TASK DESCRIPTION> Search the records for the string "blob" and return each line that has it.

INPUT RECORDS>
= = = =

PR #1529, opened 2025-03-12
Python version status: show when bugfix releases become security releases.

nedbat:
This adds a yellow security tail to the green bugfix bars:
image

The transition date is a fixed two years after the first release.  The release schedule PEPs don't indicate a specific date.

----
📚 Documentation preview 📚: https://cpython-devguide--1529.org.readthedocs.build/versions/

### DIFF
--- a/_tools/release_cycle_template.svg.jinja
+++ b/_tools/release_cycle_template.svg.jinja
@@ -58,25 +58,87 @@
         <!-- Colourful blob with a label -->
         {% set start_x = date_to_x(version.first_release_date) %}
         {% set end_x = date_to_x(version.end_of_life_date) %}
-        {% set mid_x = (start_x + end_x) / 2 %}
-        <rect
-            class="release-cycle-blob release-cycle-blob-{{ version.status }}"
-            x="{{ start_x * SCALE }}"
-            y="{{ (y - 1) * SCALE }}"
-            width="{{ (end_x - start_x) * SCALE }}"
-            height="{{ 1.25 * SCALE }}"
-            rx="0.25em"
-            ry="0.25em"
-        />
-        <text
-            class="release-cycle-blob-label release-cycle-blob-{{ version.status }}"
-            x="{{ mid_x * SCALE }}"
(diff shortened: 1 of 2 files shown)


JelleZijlstra:
I feel this makes it more confusing. The color of each bar is supposed to represent the branch's current status, not its status at some particular time. For example, your version makes it seem like 3.11 was always in security-only mode, instead of marking it as bugfix for the first few years.

We could make an alternative design where we switch fully to this PR's approach, but that would require for example that we color everything after the EOL as red for end-of-life on every branch.

_tools/release_cycle_template.svg.jinja
```diff
@@ -58,25 +58,87 @@
...
+            <path
+                class="release-cycle-blob release-cycle-blob-bugfix"
+                d="
+                    M{{ left_x + radius_value }},{{ recty }}
+                    Q{{ left_x }},{{ recty }} {{ left_x }},{{ recty + radius_value }}
+                    V{{ recty + height - radius_value }}
+                    Q{{ left_x }},{{ recty + height }} {{ left_x + radius_value }},{{ recty + height }}
+                    H{{ middle_x }}
+                    V{{ recty }}
+                    Z
```
encukou, line 86: I find this rather confusing.
Once the final style is decided, would you mind me simplifying & adding comments? Unless you want to do it of course.

merwok:
Jelle has a good point. When you think about it, the original design is a little strange in combining a time chart and current status in label and colour.

Python’s current timeline shows status relative to time of viewing.
Another way is Django’s timeline, with time-relative status and a current date line: django release timeline

On the other hand, the change proposed is useful. Maybe it would be less jarring if the other 3 labels with «security» also showed a «bugfix» segment? Then it would be uniform for the releases that are not EOL or feature.

merwok:
Can you show the results of your version Petr?

encukou:
I'm updating my branch at times; the commit `3a4fe83` renders as:

image

<details>

<summary>with the full chart below the tables (click to expand)</summary>

image


</details>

= = = =

ANSWER TO THIS PROBLEM>
         <!-- Colourful blob with a label -->
-            class="release-cycle-blob release-cycle-blob-{{ version.status }}"
-            class="release-cycle-blob-label release-cycle-blob-{{ version.status }}"
+                class="release-cycle-blob release-cycle-blob-bugfix"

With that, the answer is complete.